Data on SN is replicated, but what if we can do better? More reliability, less overhead? That’s what Information Dispersal Algorithms are for.
This is well established work since it was originally published in 1989 by Michael Rabin in the paper Efficient dispersal of information for security, load balancing, and fault tolerance.
The current early code for this is in dirvine/rabin_ida
From the paper, some key points to appreciate are:
The storage and transmission of data tiles in distributed systems gives rise to significant security and reliability problems.
An obvious countermeasure against loss of files is to store copies at other network nodes. If we consider, say, a total of five copies to be necessary for the required safety margin, then this entails a fivefold blowup of the total storage in the system [which the IDA algorithm is trying to avoid / solve / improve].
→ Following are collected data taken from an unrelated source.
PR #2000, opened 2023-04-25
Update getting-started.md to include necessary code for implementing the trackplayer

heaversm:
The way the documentation is set up currently seems to imply you should comment out the `import {AppRegistry} from 'react-native';` line. It also doesn't include the necessary dependencies to implement the shown `TrackPlayer.registerPlaybackService(() => require('./service'));` which are:

```
import TrackPlayer from 'react-native-track-player';
import {PlaybackService} from './src/services';
```

### DIFF
--- a/docs/docs/basics/getting-started.md
+++ b/docs/docs/basics/getting-started.md
@@ -19,6 +19,8 @@ TrackPlayer.registerPlaybackService(() => require('./service'));
 
 ```
 
+Then create the file `service.js`
+
 ```ts
 // service.js
 module.exports = async function() {
@@ -31,7 +33,14 @@ Then, you need to set up the player. This usually takes less than a second:
 ```ts
 import TrackPlayer from 'react-native-track-player';
 
-await TrackPlayer.setupPlayer()
+async function setupPlayer() {
+  await TrackPlayer.setupPlayer();
+  // The player is ready to be used
+}
+
+function App(): JSX.Element {
+  await setupPlayer();
+}
 // The player is ready to be used
 ```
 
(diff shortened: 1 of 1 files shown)


docs/docs/basics/getting-started.md
```diff
@@ -23,7 +33,14 @@ Then, you need to set up the player. This usually takes less than a second:
 ```ts
 import TrackPlayer from 'react-native-track-player';
 
-await TrackPlayer.setupPlayer()
+async function setupPlayer() {
+  await TrackPlayer.setupPlayer();
+  // The player is ready to be used
+}
+
+function App(): JSX.Element {
```
bradleyflood, line 41: I can see less experienced developers getting caught up on `: JSX.Element`. Perhaps they aren't using TS, just plain old JS, and they won't know what to do. I remember this happening to me in my early days.

bradleyflood (approved):
Agreed it does look like to comment out the app.

docs/docs/basics/getting-started.md
```diff
@@ -23,7 +33,14 @@ Then, you need to set up the player. This usually takes less than a second:
 ```ts
 import TrackPlayer from 'react-native-track-player';
 
-await TrackPlayer.setupPlayer()
+async function setupPlayer() {
```
jspizziri, line 36: This additional function wrapping `setupPlayer` doesn't really do anything.

docs/docs/basics/getting-started.md
```diff
@@ -23,7 +33,14 @@ Then, you need to set up the player. This usually takes less than a second:
...
+  await TrackPlayer.setupPlayer();
+  // The player is ready to be used
+}
+
+function App(): JSX.Element {
+  await setupPlayer();
```
jspizziri, line 42: This isn't the proper way to call `setupPlayer` as you'll get an exception if `App` ever re-renders and `setupPlayer` has already been called. We should probably have a minimal example of what's happening in the `example` app and then link to it for more detailed information as there are a lot of ways this can be done.

jspizziri (changes requested):

jspizziri:
I'm closing this PR due to no response to my feedback.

we can create k copies of the file, select k paths connecting node A to node B, and send a copy along each path. This will result in k-fold increase in network load [which the IDA algorithm is trying to avoid / solve / improve].
We propose a method, the Information Dispersal Algorithm (IDA), of reliably dispersing the information in F into n pieces or locations. The file can be reconstructed from any m pieces. The salient point is that each piece is of size
|F|/m
, where|F|
is the size (number of characters) of F. Consequently, the total number of characters is n/m ⋅ |F|. Since we can choose n so that n/m ~ 1, our dispersal method is space efficient. Also, the dispersal and reconstruction are computationally efficient.
Some things that are worth understanding a bit better which I’ll slowly try to understand (or if anyone has insights please chip in!):
Does IDA replace existing parts of the network logic or is it improving and extending it? (seems like it doesn’t replace anything, just improves it, see Update May 26)
How is this algorithm different from shamir sharing?
How is this algorithm different from erasure coding such as Reed-Solomon codes?
Is this algorithm used by clients, or is it used by nodes? (seems like both, see Update May 26)
Is this used before self encryption, after self encryption, or instead of self encryption?
How do we choose m
and n
? What are the tradeoffs? (seems to be related to elder size and thresholds, see Update May 26)
Some existing information from maidsafe about IDA:
we’re not proposing replacing replication with an IDA
The change is that adults will be able to split chunk A into seven pieces using an IDA and pass just one piece back to the elders on request, rather than the whole chunk, meaning that much less data is exchanged.
IDA is a different beast from threshold cryptography, designed for optimising data storage and transfer rather than secret sharing.
Here’s a quick and easy paper on it https://www.eecs.harvard.edu/~michaelm/TALKS/RabinIDA.pdf
IDA was also mentioned back in 2014 in this post
IDA (Rabin - Information Dispersal)-> splits up data into N of P (N == number of shares, P == parts required to make up N). Its relatively efficient and the data/P is pretty close to efficient (similar to how RAID works). It is not secret though.